(Source records)
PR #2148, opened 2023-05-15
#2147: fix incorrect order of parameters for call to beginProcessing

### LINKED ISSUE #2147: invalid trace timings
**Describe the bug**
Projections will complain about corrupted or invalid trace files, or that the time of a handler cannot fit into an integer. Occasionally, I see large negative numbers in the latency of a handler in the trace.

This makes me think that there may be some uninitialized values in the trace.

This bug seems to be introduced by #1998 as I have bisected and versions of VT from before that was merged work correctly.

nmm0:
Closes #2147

...

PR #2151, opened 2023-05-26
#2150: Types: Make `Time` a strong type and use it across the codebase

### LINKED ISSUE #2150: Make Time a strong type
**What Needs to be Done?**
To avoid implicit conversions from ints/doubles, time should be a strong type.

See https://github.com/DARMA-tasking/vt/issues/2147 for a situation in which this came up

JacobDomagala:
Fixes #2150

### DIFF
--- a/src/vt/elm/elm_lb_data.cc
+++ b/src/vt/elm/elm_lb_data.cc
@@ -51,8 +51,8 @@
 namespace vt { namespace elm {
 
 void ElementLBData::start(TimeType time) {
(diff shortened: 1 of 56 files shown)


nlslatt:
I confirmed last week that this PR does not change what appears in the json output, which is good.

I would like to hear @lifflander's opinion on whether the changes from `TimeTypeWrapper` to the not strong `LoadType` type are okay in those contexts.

> [Instructions to follow]: The lines to copy are those above that contain the string "which".

> [Solution to the exercise]:
See https://github.com/DARMA-tasking/vt/issues/2147 for a situation in which this came up
I confirmed last week that this PR does not change what appears in the json output, which is good.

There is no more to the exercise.